C.F. Rosebridge of Catch Rabbit

Photo by: Brittne Lunniss

Better Angels is about renegotiating the contract with your body. In my extensive experience with mortals, I’ve found that they have complicated relationships with their own corporeal forms, governed by utterly byzantine bylaws. Pleasure is jealously guarded while suffering is freely given; arbitrary rules deem some bodies acceptable and others unacceptable; soul and body are often paired together with little to no regard for their compatibility; and across the human realms, the soul is beholden to the capricious whims of the body. Why mortals adopted this dysfunctional system is a mystery to me.

When I first identified the nature of this problem, I set out to notify the mortal world of their folly. Initially, I handed out pamphlets at the turnstiles of existence, but I soon found that the souls passing through that juncture had their memories erased upon arrival in the universe, and my lessons were in vain. Next, I attempted to start a religion but was unfortunately burned at the stake after a tragic and zany miscommunication. Finally I concluded that the most efficient means of distributing my message was through music, so I assembled a band called Catch Rabbit.

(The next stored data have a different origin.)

PR #1622, opened 2019-12-06
Updates Gavel for JSON Schema Draft 6/7 support

artem-zakharchenko:
> **Currently Dredd release is blocked by https://github.com/lerna/lerna/pull/2358**

- To support JSON Schema Draft 6/7 validation in Dredd

- Gavel implementation https://github.com/apiaryio/gavel.js/pull/355

- [x] To write docs
- [x] To write tests
- [x] Add an integration test asserting JSON Schema Draft 6/7 usage
- [x] Add an integration test with a single Boolean value JSON Schema to be inferred as Draft 7

### DIFF
--- a/packages/dredd/test/fixtures/json-schema-draft-7-boolean.apib
+++ b/packages/dredd/test/fixtures/json-schema-draft-7-boolean.apib
@@ -6,13 +6,13 @@ FORMAT: 1A
 
 # Machines collection [/machines/{id}]
     + Parameters
-        + id (number, `1`)
+        + id: 1 (number)
 
 ## Get Machines [GET]
 
 + Request (application/json)
     + Parameters
-        + id (number, `2`)
+        + id: 2 (number)
 
 + Response 200 (application/json; charset=utf-8)
 
--- a/packages/dredd/test/fixtures/json-schema-draft-7-boolean.apib
+++ b/packages/dredd/test/fixtures/json-schema-draft-7-boolean.apib
@@ -1,0 +1,21 @@
+FORMAT: 1A
+
+# Machines API
+
+# Group Machines
+
+# Machines collection [/machines/{id}]
+    + Parameters
+        + id (number, `1`)
+
+## Get Machines [GET]
+
++ Request (application/json)
+    + Parameters
+        + id (number, `2`)
+
++ Response 200 (application/json; charset=utf-8)
+
+    + Schema
+
+            true
--- a/packages/dredd/test/fixtures/json-schema-draft-7.apib
+++ b/packages/dredd/test/fixtures/json-schema-draft-7.apib
@@ -1,0 +1,32 @@
+FORMAT: 1A
+
+# Machines API
+
+# Group Machines
+
+# Machines collection [/machines]
+
+## Get Machines [GET]
+
+- Response 200 (application/json; charset=utf-8)
+
+    + Schema
+        
+            {
+                "$schema": "http://json-schema.org/draft-07/schema#",
+                "type": "array",
+                "items": {
+                    "type": "object",
+                    "properties": {
+                        "type": {
+                            "type": "string",
+                            "enum": ["bulldozer"]
+                        },
+                        "name": {
+                            "not": {
+                                "type": "number"
+                            }
+                        }
+                    }
+                }
+            }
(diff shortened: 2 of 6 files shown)


artem-zakharchenko:
There appears to be something wrong with CircleCI as no jobs are being run.

kylef:
I think the commit message should be more in the line of `feat:` that `chore:`. Since this is adding features to Dredd, `chore` wouldn't warrant a release.

artem-zakharchenko:
@kylef nice catch, renamed the commit. Proceeding with adding the integration test to assert JSON Schema Draft 6/7 support.

packages/dredd/test/fixtures/json-schema-draft-7-boolean.apib
```diff
@@ -0,0 +1,21 @@
+FORMAT: 1A
+
+# Machines API
+
+# Group Machines
+
+# Machines collection [/machines/{id}]
+    + Parameters
+        + id (number, `1`)
```
kylef: This is a much older parameter syntax in API Blueprint from before it was aligned with MSON. If I recall correctly, this older synatx is undocumented in API Blueprint. Wondering where you found it? (perhaps in other fixtures?)

I'd recommend moving to the newer syntax:

```suggestion
        + id: 1 (number)
```

packages/dredd/test/fixtures/json-schema-draft-7-boolean.apib
```diff
@@ -0,0 +1,21 @@
...
+
+## Get Machines [GET]
+
++ Request (application/json)
+    + Parameters
+        + id (number, `2`)
```
kylef:
```suggestion
        + id: 2 (number)
```

packages/dredd/test/fixtures/json-schema-draft-7.apib
```diff
@@ -0,0 +1,32 @@
...
+        
+            {
+                "$schema": "http://json-schema.org/draft-07/schema#",
+                "type": "array",
+                "items": {
+                    "type": "object",
+                    "properties": {
+                        "type": {
+                            "type": "string",
+                            "enum": ["bulldozer"]
```
kylef: We could use `const` instead of `enum` because const was added in draft 6 or 7 so it can ensure that this is treated as a newer draft since it won't be valid in draft 3/4.

```suggestion
                            "const": "bulldozer"
```

packages/dredd/test/fixtures/json-schema-draft-7-boolean.apib
artem-zakharchenko: Got it. Copy pasted from another blueprint, perhaps it was different intentionally. Will fix.

packages/dredd/test/fixtures/json-schema-draft-7.apib
artem-zakharchenko: That's a wonderful idea. Will change.

artem-zakharchenko: Changed in https://github.com/apiaryio/dredd/pull/1622/commits/dfd485938c2b764ff015b1acf28885e1af0a8f55.

packages/dredd/test/fixtures/json-schema-draft-7-boolean.apib
artem-zakharchenko: Fixed in https://github.com/apiaryio/dredd/pull/1622/commits/6534cf61609145345da38a0674c220a37d825204.

artem-zakharchenko:
Thanks for the review, @kylef. Should we disclose somewhere the support of new versions of JSON Schema? In Dredd docs, perhaps?

kylef:
@artem-zakharchenko Look's like it's documented at https://github.com/apiaryio/dredd/blob/6652b71b660aec13ab97ccbc61c02e1931f20f46/docs/how-it-works.rst#api-blueprint, we can add Draft 6/7 to the list there for point 1 of API Blueprint. The links for draft 6 and 7 are already in `docs/_links.rst` for some reason.

artem-zakharchenko:
@kylef JSON Schema Draft 6 and 7 support is added to "How It Works > API Blueprint" section (https://github.com/apiaryio/dredd/pull/1622/commits/e015c8e207ae6f5b4ddde5c25ef65fc774d4a739).

PR #1648, opened 2020-01-20
Adds nullable enum integration test

### LINKED ISSUE #507: Enums can't be nullable
Problems with `nullable` enums were reported by multiple users in https://github.com/apiaryio/mson/issues/61. We should investigate the problem.

artem-zakharchenko:

- Related issue seems to be fixed, but requires an integration test to be verified

- Closes #507 

- [ ] To write docs
- [ ] To write tests


artem-zakharchenko:
I'm not sure if that's the best way to write such test. I haven't found an example of integration test in Dredd that would test multiple responses (with actual bodies).

artem-zakharchenko:
@kylef, could you please look at this and verify if such test on Dredd side makes sense?

packages/dredd/test/integration/regressions/regression-507-test.js
```diff
@@ -0,0 +1,86 @@
...
+      });
+    });
+};
+
+describe('Regression: Issue #507', () => {
+  describe('given actual body matches an enum', () => {
+    let runtimeInfo;
+
+    before(async () => {
+      runtimeInfo = await bootstrap((app) => {
```
artem-zakharchenko: What if we restructure the API description document to use 1 request and 1 response? I've learned that Dredd would hit both req/res in that case, and we could use the same server instance.

PR #1651, opened 2020-01-24
test: adds OA2 produces/consumes integration test

### LINKED ISSUE #531: Dredd should support all +json media types, not just application/json
See https://github.com/apiaryio/dredd/pull/529#discussion_r67153232 for details, but basically, there are many places in Dredd where we rely purely on `application/json`. We should ensure that Dredd is able to treat all `+json` media types as JSON, consistently everywhere in its stack.

artem-zakharchenko:

Adds missing integration test for OA2 `produces`/`consumes` properties. 

- Closes #531 

- [x] To write docs
- [x] To write tests

### DIFF
--- a/packages/dredd/test/integration/regressions/regression-531-test.js
+++ b/packages/dredd/test/integration/regressions/regression-531-test.js
@@ -1,0 +1,62 @@
+import { assert } from 'chai';
+
+import { runDreddWithServer, createServer } from '../helpers';
+import Dredd from '../../../lib/Dredd';
+
+describe(`Sending and receiving "application/hal+json" according to produces/consumes in OpenAPI 2.0`, () => {
+  let runtimeInfo;
+
+  before((done) => {
+    const app = createServer();
+    app.get('/articles', (req, res) =>
+      res
+        .set({
+          'content-type': 'application/hal+json',
+        })
+        .json([
+          {
+            id: 1,
+            title: 'Creamy',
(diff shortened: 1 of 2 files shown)


packages/dredd/test/integration/regressions/regression-531-test.js
```diff
@@ -0,0 +1,62 @@
...
+      res.status(201).json({
+        id: 2,
+        title: 'Crispy schnitzel',
+        text: 'Prepare eggs...',
+      });
+    });
+
+    const dredd = new Dredd({
+      options: {
+        path: './test/fixtures/531-produces-consumes.yaml',
```
kylef: Should we use `path.join`? wondering if this will break on windows and other platforms where the path separator is not `/` but something like `\`.

artem-zakharchenko: There are other tests that provide `path` option like this. I'll check the source code if there's any `path.normalize(options.path)` or similar to be performed on the Dredd's side.

If not, let's raise this as a new issue and adjust all values of `path`. What do you think?

artem-zakharchenko: I've went through Dredd's codebase and haven't found a place where it would have normalized the `options.path`. Raising an issue: https://github.com/apiaryio/dredd/issues/1653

I wrote a song called Better Angels, with a simple major melody over a vague key center between C and G, allowing the rhythm to take the foreground since this causes mortals to wiggle pleasantly. I began the chorus with a somewhat shocking Bm9 chord to further destabilize the key center while I ask the audience if they need to have a body and encourage them to make the decision for themselves.

I planned to disseminate this propaganda deep within Universe 2.0.1a, Timeline B--near the end of capitalism but prior to the Furby Wars--hoping to find an amenable audience. As part of this plan, I was to assume the form of an Earthling in order to gain their trust. This meant relinquishing the miles accumulated on my Spacetime Card. I reluctantly handed in my badge on a drizzly Tuesday evening. “Good luck kid,” said Hannigan gruffly. “You’re gonna need it.”

I sloshed out into the downpour and made my way to the turnstiles through the dim glow of the streetlamps, my mind a broken lightbulb in an ocean of half-eaten hamburgers. What was to become of my mission? Would the Earthlings understand my message? And would I remain an angel or become forever stained with mortality? All I knew was that I had to try.